PR #163, opened 2026-05-07
feat: skim heatmap -- git history risk/coupling analysis

dean0x:
## Summary

- Adds `skim heatmap` subcommand that mines git history into a structured risk profile with 6 metrics: file churn, co-change coupling (blast radius), stability scores, author concentration (bus factor), fix-after-touch risk, and module encapsulation health
- Supports adaptive dual windowing (max of 90 days / 200 commits), auto-exclusion of lock files and build artifacts, JSON and text output, path scoping, and configurable thresholds
- Pure computation layer (zero I/O in metrics) with trait-based git abstraction for testability

## New files (7)
- `crates/rskim/src/cmd/heatmap/types.rs` — data structures
- `crates/rskim/src/cmd/heatmap/excludes.rs` — exclude patterns + GlobSet
- `crates/rskim/src/cmd/heatmap/git_source.rs` — GitDataSource trait + CLI impl
- `crates/rskim/src/cmd/heatmap/metrics.rs` — 6 pure metric functions
- `crates/rskim/src/cmd/heatmap/output.rs` — JSON + text rendering
- `crates/rskim/src/cmd/heatmap/mod.rs` — orchestration entry point
- `crates/rskim/tests/cli_heatmap.rs` — 16 integration tests

## Test plan

- [x] `cargo test --all-features` — 3,190 tests pass (87 new heatmap tests)
- [x] `cargo clippy -- -D warnings` — clean
- [x] `skim heatmap --json | jq .` — valid JSON with all 6 metrics
- [x] `skim heatmap` — text output with 5 sections
- [x] `skim heatmap --top 3 --json` — limits files in JSON output
- [x] `skim heatmap --debug` — diagnostics to stderr
- [x] Non-git-repo → error with exit 1
- [x] Empty repo → error with exit 1
- [x] `skim heatmap --window half` / `--window all` — presets work
- [x] Dual default windowing — `window.mode: "dual"` in JSON

### DIFF
--- a/CHANGELOG.md
+++ b/CHANGELOG.md
@@ -9,6 +9,8 @@ and this project adheres to [Semantic Versioning](https://semver.org/spec/v2.0.0
 
 ### Added
 
+- **`skim heatmap` subcommand** — Git history risk and coupling analysis. Mines git log to produce 6 metrics: file churn, co-change coupling (blast radius), stability scores, author concentration (bus factor), fix-after-touch risk, and module encapsulation health. Supports adaptive dual windowing (max of 90 days / 200 commits), auto-exclusion of lock files and build artifacts, JSON and text output, and path scoping. 87 new tests.
+
 ### Changed
 
 ### Fixed
--- a/CLAUDE.md
+++ b/CLAUDE.md
@@ -13,7 +13,7 @@ This file provides guidance to Claude Code (claude.ai/code) when working with co
 ✅ **PHASE 3 COMPLETE** (100% of original roadmap)
 
 **What's Complete (Phases 1 & 2):**
-- ✅ Full Rust project with comprehensive test suite (3,103 tests passing)
+- ✅ Full Rust project with comprehensive test suite (3,190 tests passing)
 - ✅ 17 languages supported: TypeScript, JavaScript, Python, Rust, Go, Java, C, C++, C#, Ruby, SQL, Kotlin, Swift, Markdown, JSON, YAML, TOML
 - ✅ 4 transformation modes: structure, signatures, types, full
 - ✅ CLI with stdin/stdout streaming support
@@ -159,6 +159,7 @@ cargo fmt -- --check           # Format check
 - `learn` — Detect CLI error-retry patterns in agent sessions and generate correction rules (`--generate`, `--agent`, `--dry-run`, `--no-truncate`)
 - `rewrite` — Rewrite developer commands into skim equivalents (`--hook` for agent integration)
 - `stats` — Token analytics dashboard with per-session tracking (`--since`, `--format json`, `--verbose`, `--clear`)
+- `heatmap` — Git history risk/coupling analysis: churn, co-change coupling, stability scores, author concentration, fix-after-touch, module encapsulation (`--json`, `--since`, `--last`, `--window`, `--path`, `--top`)
 
 **Multi-category dispatchers:**
 - `cargo` — Rust toolchain compression: test, build, clippy, audit, nextest
@@ -568,7 +569,7 @@ Cross-platform builds require different GitHub Actions runners:
 5. Create test fixtures
 6. Validate AST access works
 
-**NOTE:** All phases complete (100%). Phase 3 features (multi-file glob, caching, parallel processing, token counting) are fully implemented and tested with 3,103 tests passing. See README.md for full usage guide.
+**NOTE:** All phases complete (100%). Phase 3 features (multi-file glob, caching, parallel processing, token counting) are fully implemented and tested with 3,190 tests passing. See README.md for full usage guide.
 
 ### Critical First File: `src/parser.rs`
 
--- a/CLAUDE.md
+++ b/CLAUDE.md
@@ -159,6 +159,8 @@ cargo fmt -- --check           # Format check
 - `learn` — Detect CLI error-retry patterns in agent sessions and generate correction rules (`--generate`, `--agent`, `--dry-run`, `--no-truncate`)
 - `rewrite` — Rewrite developer commands into skim equivalents (`--hook` for agent integration)
 - `stats` — Token analytics dashboard with per-session tracking (`--since`, `--format json`, `--verbose`, `--clear`)
+
+**Analysis:**
 - `heatmap` — Git history risk/coupling analysis: churn, co-change coupling, stability scores, author concentration, fix-after-touch, module encapsulation (`--json`, `--since`, `--last`, `--window`, `--path`, `--top`)
 
 **Multi-category dispatchers:**
--- a/crates/rskim/src/analytics/mod.rs
+++ b/crates/rskim/src/analytics/mod.rs
@@ -44,6 +44,7 @@ pub(crate) enum CommandType {
     Infra,
     FileOps,
     Log,
+    Heatmap,
 }
 
 impl CommandType {
@@ -58,6 +59,7 @@ impl CommandType {
             CommandType::Infra => "infra",
             CommandType::FileOps => "fileops",
             CommandType::Log => "log",
+            CommandType::Heatmap => "heatmap",
         }
     }
 }
--- a/crates/rskim/src/cmd/heatmap/excludes.rs
+++ b/crates/rskim/src/cmd/heatmap/excludes.rs
@@ -1,0 +1,160 @@
+//! Default exclusion patterns and GlobSet construction for `skim heatmap`.
+
+use globset::{Glob, GlobSet, GlobSetBuilder};
+
+// ============================================================================
+// Default exclusion patterns
+// ============================================================================
+
+/// Hardcoded patterns for files that should be excluded from heatmap analysis
+/// by default (lock files, build artifacts, minified bundles, logs, etc.).
+pub(crate) const DEFAULT_EXCLUDES: &[&str] = &[
+    // Lock files
+    "Cargo.lock",
+    "package-lock.json",
+    "yarn.lock",
+    "pnpm-lock.yaml",
+    "poetry.lock",
+    "Pipfile.lock",
+    "composer.lock",
+    "Gemfile.lock",
+    "go.sum",
+    "*.lock",
+    // Build / dist artifacts
+    "dist/**",
+    "build/**",
+    "target/**",
+    "out/**",
+    ".next/**",
+    ".nuxt/**",
+    "__pycache__/**",
+    "*.egg-info/**",
+    // Minified / generated bundles
+    "*.min.js",
+    "*.min.css",
+    "*.bundle.js",
+    "*.chunk.js",
+    // Log files
+    "*.log",
+    "logs/**",
+    // Vendored dependencies
+    "vendor/**",
+    "node_modules/**",
+    // IDE / OS metadata
+    ".idea/**",
+    ".vscode/**",
+    ".DS_Store",
+    // Coverage / test artifacts
+    "coverage/**",
+    ".nyc_output/**",
+    // Migration generated files
+    "migrations/**/*.sql",
+];
+
+// ============================================================================
+// GlobSet construction
+// ============================================================================
+
+/// Build a [`GlobSet`] from the default excludes plus any extra patterns.
+///
+/// Returns an empty set when `no_exclude` is `true` so that no files are
+/// filtered out.
+pub(crate) fn build_exclude_set(no_exclude: bool, extra: &[String]) -> GlobSet {
+    if no_exclude {
+        return GlobSet::empty();
+    }
+
+    let mut builder = GlobSetBuilder::new();
+
+    for pattern in DEFAULT_EXCLUDES {
+        if let Ok(glob) = Glob::new(pattern) {
+            builder.add(glob);
+        }
+    }
+
+    for pattern in extra {
+        if let Ok(glob) = Glob::new(pattern) {
+            builder.add(glob);
+        }
+    }
+
+    builder.build().unwrap_or_else(|_| GlobSet::empty())
+}
+
+/// Return `true` when `path` matches any pattern in `set`.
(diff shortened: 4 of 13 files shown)


dean0x:
**File: `crates/rskim/src/cmd/heatmap/metrics.rs`** (line 100)

The nested loop here generates O(n²) pairs for each commit, with 4 string clones per pair. For a 500-file commit, this creates 250,000 pairs and ~1M allocations. Consider capping files-per-commit (e.g., skip coupling for >50 files) or using indexed file IDs instead of string keys to eliminate allocations.

---
*Claude Code Review* • Confidence: 80%+ only

dean0x:
**File: `crates/rskim/src/cmd/heatmap/mod.rs`** (line 506)

The error message says 'requires a positive integer', but `usize::from_str("0")` succeeds. Add validation after parsing to reject zero values.

---
*Claude Code Review* • Confidence: 80%+ only

dean0x:
**File: `crates/rskim/src/cmd/heatmap/mod.rs`** (line 567)

Positional arguments (non-flag args) are silently ignored. Running `skim heatmap src/` discards `src/` with no error. Either reject unexpected positional args or treat the first as `--path`.

---
*Claude Code Review* • Confidence: 80%+ only

dean0x:
**File: `crates/rskim/tests/cli_heatmap.rs`** (line 406)

This test wraps all assertions inside `if output.status.success()` which means it passes silently if the command fails. Assert the success unconditionally before validating the output:
```rust
assert!(output.status.success(), "stderr: {}", String::from_utf8_lossy(&output.stderr));
```

---
*Claude Code Review* • Confidence: 80%+ only

dean0x:
**File: `crates/rskim/tests/cli_heatmap.rs`** (line 48)

The `git_commit()` helper only checks if the process spawned, not if git exited 0. If git fails silently, the test repo is incomplete. Add exit code verification:
```rust
assert!(output.status.success(), "git commit failed: {}", String::from_utf8_lossy(&output.stderr));
```

---
*Claude Code Review* • Confidence: 80%+ only

dean0x:
**File: `crates/rskim/src/cmd/heatmap/mod.rs`** (line 484)

The heatmap `--debug` flag sets `config.debug = true` but doesn't initialize from `crate::debug::is_debug_enabled()` or call `crate::debug::force_enable_debug()`. Other subcommands (e.g., discover.rs) do both. This means `SKIM_DEBUG=1 skim heatmap` silently ignores the env var.

---
*Claude Code Review* • Confidence: 80%+ only

dean0x:
**File: `crates/rskim/src/cmd/heatmap/output.rs`** (line 12)

The custom `no_color()` checks only the `NO_COLOR` env var, but the `colored` crate already has built-in detection for `NO_COLOR`, `TERM=dumb`, piped output, and other edge cases. The stats.rs module doesn't have this custom function -- it relies on `colored`'s automatic behavior. Consider removing this function and letting `colored` handle color detection.

---
*Claude Code Review* • Confidence: 80%+ only

dean0x:
**File: `crates/rskim/src/cmd/heatmap/mod.rs`** (line 88)

This function accepts `&CliGitSource` for infrastructure checks (is_git_repo, get_repo_root, etc.) and `&dyn GitDataSource` for data fetching. Tests cannot mock the infrastructure path. Extract the infrastructure methods into a trait (e.g., GitInfraSource) so the full orchestration can be tested without a real git repo.

---
*Claude Code Review* • Confidence: 80%+ only

dean0x:
**File: `crates/rskim/tests/cli_heatmap.rs`** (line 332)

This test asserts that `new.rs` appears but never asserts that the old commit (`old.rs` at epoch 1,580,000,000) is absent. Add a negative assertion to verify the --since filter actually excludes old commits:
```rust
.stdout(predicate::str::contains("new.rs"))
.stdout(predicate::str::contains("old.rs").not());
```

---
*Claude Code Review* • Confidence: 80%+ only

dean0x:
**File: `crates/rskim/src/cmd/heatmap/mod.rs`** (line 189)

SystemTime::now() is called independently at lines 42, 189, 376, and 419. Each call can return a different value, so the 'now' used for stability scoring differs from the 'now' used for window calculation. Capture once at the top of `run()` and thread a single `now_epoch: u64` through all downstream functions.

---
*Claude Code Review* • Confidence: 80%+ only

dean0x:
**File: `crates/rskim/src/cmd/heatmap/output.rs`** (line 31)

This 205-line function has 5 rendering sections, each with duplicated `if use_color { ... } else { ... }` branches. The color and no-color paths produce nearly identical strings. Extract a helper to conditionally apply color:
```rust
fn colorize(text: &str, color_fn: fn(&str) -> colored::ColoredString, use_color: bool) -> String {
    if use_color { color_fn(text).to_string() } else { text.to_string() }
}
```

---
*Claude Code Review* • Confidence: 80%+ only

dean0x:
**File: `crates/rskim/src/cmd/heatmap/mod.rs`** (line 88)

COMPLEXITY: This orchestration function spans 228 lines (88-315) with 11 numbered steps inlined into one function body. Extract each step into a named helper: `validate_git_env`, `fetch_and_filter_commits`, `compute_all_metrics`, `assemble_file_metrics`. This brings each under 30 lines and makes the pipeline clear.

---
*Claude Code Review* • Confidence: 80%+ only

dean0x:
**File: `crates/rskim/src/cmd/heatmap/mod.rs`** (line 584)

When `--since` is the last argument without a value (e.g., `skim heatmap --since`), `extract_value` returns `None` and the error becomes 'unknown flag: --since' instead of 'missing value for --since'. Add a post-check in `parse_args` before the 'unknown flag' error to detect and report this properly.

---
*Claude Code Review* • Confidence: 80%+ only

dean0x:
**File: `crates/rskim/src/cmd/heatmap/mod.rs`** (line 324)

The `resolve_effective_config` function contains significant logic (flag precedence, dual-mode defaults, conflicting-flag warnings) but has no unit tests. The `GitDataSource` trait was introduced explicitly for testability, but no test double exists. Create a `FakeGitSource` and test the precedence logic, warning generation, and dual-mode behavior directly.

---
*Claude Code Review* • Confidence: 80%+ only

dean0x:
**File: `crates/rskim/tests/cli_heatmap.rs`** (line 376)

The assertion `.stderr(predicate::str::is_empty().or(predicate::str::contains("No commits")))` accepts both success and failure. Since the test creates commits 7 days ago (within the 14-day sprint window), the command should always succeed. Remove the `.or(contains("No commits"))` branch and assert success unconditionally.

---
*Claude Code Review* • Confidence: 80%+ only

dean0x:
## Code Review Summary (Lower-Confidence Findings 60-79%)

These suggestions are below the inline-comment threshold but worth considering:

### Performance (70% confidence)
- **Coupling pairs could use canonical ordering** — The `support_count` HashMap is symmetric, so using canonical ordering (e.g., `(a, b) where a <= b`) would halve entries without changing semantics.
- **Consider HashMap capacity pre-allocation** — Several metric functions create HashMaps with default capacity. Pre-allocating with `HashMap::with_capacity()` (estimated from input size) would reduce rehashing.

### Architecture (70% confidence)
- **Coupling computation cap suggestion** — For commits touching >50 files, consider skipping coupling analysis entirely (still counted in weighted_total). Auto-formatter commits produce noisy coupling signal anyway.

### Testing (70% confidence)
- **Missing test for `--format json` vs `--json` equivalence** — Both set `format_json = true`, but no test verifies they produce identical output.
- **No test for coupling weight discount** — The `1.0 / sqrt(files_in_commit)` weighting is a key design choice but has no test verifying it actually discounts large commits.

### Documentation & Consistency (70% confidence)
- **Analytics records empty strings** — The analytics call passes `String::new()` for both raw/compressed text. Since heatmap doesn't compress output, consider whether this zero-token row should be omitted entirely (like discover/learn/agents).
- **Coupling cross-module dependency** — The heatmap module imports `crate::cmd::session::types::parse_duration_ago`. Consider promoting to `cmd/mod.rs` for shared use.

---
*15 inline comments posted (92% high-confidence findings from architecture, rust, testing, performance, and consistency reviews)*

dean0x (commented):
## Code Review Summary

This PR includes 3 incremental commits (style/clippy fixes) that are mechanically sound but have a few documentation and testing gaps worth addressing.

### ✅ What's Good

- **Clippy improvements** (`sort_by_key` usage): Idiomatic Rust that improves readability (commits `0f30522`)
- **UFCS-to-method simplification** (`fd7591a`): Correct and idiomatic
- **Disjoint set optimization** (`compute_fix_after_touch`): Mathematically sound (divides the problem correctly)
- **All tests passing** (96 heatmap unit tests)

---

### 📋 Findings Requiring Action

#### 1. **Doc comment inaccuracy** (Confidence: 85% — SHOULD FIX)
**File**: `crates/rskim/src/cmd/heatmap/mod.rs`, lines 242-244

The doc comment on `compute_heatmap` states the function is "pure" (no I/O, no side effects), but the function:
- Calls `Instant::now()` (line 255) for timing measurement
- Conditionally writes to stderr via `eprintln!` (lines 268-277) when `config.debug=true`

While the previous batch's removal of the `debug: bool` parameter was positive (reducing redundancy), the remaining doc comment is now misleading. Consider updating to clarify the contract:

```rust
/// Compute all six risk metrics from commits and assemble a `HeatmapResult`.
///
/// No git I/O — all repository data is pre-fetched. Accepting `now_epoch` as a
/// parameter keeps computation deterministic and testable.
///
/// Debug timing is emitted to stderr when `config.debug` is enabled.
```

**Related review**: Architecture Review, section "Doc comment claims purity but function has side effects."

---

#### 2. **Missing test for fix-after-touch combined signal** (Confidence: 82% — SHOULD FIX)
**File**: `crates/rskim/src/cmd/heatmap/metrics.rs`, lines 376-379

The change from `keyword_set.union(&proximity_set).count()` to `keyword_count + proximity_set.len()` relies on a disjointness invariant (keyword indices vs. non-fix indices). The existing tests cover each signal independently but never test both firing simultaneously.

**Suggested test** (validates the arithmetic equivalence):
```rust
#[test]
fn test_fix_risk_combined_keyword_and_proximity() {
    // commit 0: feat touching a.rs (non-fix)
    // commit 1: fix touching a.rs (fix — keyword && within window of 0)
    // commit 2: feat touching a.rs (no fix following — not in proximity)
    let commits = vec![
        make_commit("h1", "Alice", 1, "feat: add", &["a.rs"]),
        make_commit("h2", "Alice", 2, "fix: bug", &["a.rs"]),
        make_commit("h3", "Alice", 3, "feat: more", &["a.rs"]),
    ];
    let fix_re = build_fix_regex();
    let result = compute_fix_after_touch(&commits, &fix_re, 5);
    let m = &result["a.rs"];
    // keyword_count=1 (commit 1), proximity={0} (commit 0→fix at 1)
    // combined = 1 + 1 = 2 out of 3 = 66.67%
    assert!((m.combined_pct - 66.666666).abs() < 0.01);
}
```

**Related review**: Testing Review, section "No unit test for `compute_fix_after_touch` combined_pct."

---

#### 3. **No unit tests for `build_window_info`** (Confidence: 80% — SHOULD FIX)
**File**: `crates/rskim/src/cmd/heatmap/mod.rs`, lines 422-466

The `build_window_info` function simplification removed tuple destructuring but has branching logic (dual mode, preset, count, time) that lacks direct unit tests. Only exercised indirectly through E2E CLI tests.

**Suggested tests** (major branches):
```rust
#[test]
fn test_build_window_info_dual_mode() {
    let config = HeatmapConfig {
        dual_mode: true,
        dual_time_since: Some(100),
        dual_count_since: Some(200),
        ..HeatmapConfig::default()
    };
    let info = build_window_info(&config, 50, 1_000_000);
    assert_eq!(info.mode, "dual");
    assert!(info.time_commits.is_none());
    assert!(info.count_commits.is_none());
}
```

**Related review**: Testing Review, section "No unit tests for `build_window_info`."

---

### 📌 Lower-Confidence Suggestions (60-79%)

- **Commit message scope** (`76a3ebc`, Confidence: 70%): The "style: apply rustfmt formatting fixes" commit also includes non-formatting refactorings (debug param removal, tuple simplification, union optimization). Consider splitting into separate commits for easier bisecting.
- **Sort idiom consistency** (`output.rs:50`, `mod.rs:311`, Confidence: 82%): The selective `sort_by_key` application is correct (remaining `sort_by` calls use f64/partial_cmp and can't use sort_by_key). Consider adding a brief inline comment explaining the f64 limitation to prevent confusion.

---

### Pre-existing Issues Not Blocking This PR

- **`WindowInfo` dead fields** (`mod.rs:462-463`, Confidence: 82%): `time_commits` and `count_commits` are always `None` in JSON output. Worth resolving before schema stabilizes.
- **Redundant `extract_top_dir` calls** (`metrics.rs:433-459`, Confidence: 85%): Called twice per file in the coupling loop. Informational.
- **String allocation in coupling pairs** (`metrics.rs:107-116`, Confidence: 82%): O(n²) loop allocates 4900+ strings for 50-file commits. Informational.

---

### Recommendation

**APPROVED WITH CONDITIONS**

The three incremental commits are solid cleanup. The actionable items are:
1. Update the `compute_heatmap` doc comment (10 minutes)
2. Add test for combined keyword+proximity fix-risk signal (15 minutes)
3. Add unit tests for `build_window_info` (20 minutes)

These strengthen the codebase before heatmap JSON output stabilizes. All 96 existing tests pass; no regressions detected.

---

**Reviewed by**: Code Review Agents (Architecture, Consistency, Performance, Testing, Rust, Regression)
**Confidence levels**: BLOCKING (100%), SHOULD_FIX (80%+), Pre-existing (82%+)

■ ■ ■ ■

*WHAT THE EXERCISE ASKS*.
Each line in the listing above from the one containing "- **String allocation" through the one containing "Testing, Rust, Regression)" should be repeated exactly, and no other line.

*REPLY TO THE TASK*.
- **String allocation in coupling pairs** (`metrics.rs:107-116`, Confidence: 82%): O(n²) loop allocates 4900+ strings for 50-file commits. Informational.

---

### Recommendation

**APPROVED WITH CONDITIONS**

The three incremental commits are solid cleanup. The actionable items are:
1. Update the `compute_heatmap` doc comment (10 minutes)
2. Add test for combined keyword+proximity fix-risk signal (15 minutes)
3. Add unit tests for `build_window_info` (20 minutes)

These strengthen the codebase before heatmap JSON output stabilizes. All 96 existing tests pass; no regressions detected.

---

**Reviewed by**: Code Review Agents (Architecture, Consistency, Performance, Testing, Rust, Regression)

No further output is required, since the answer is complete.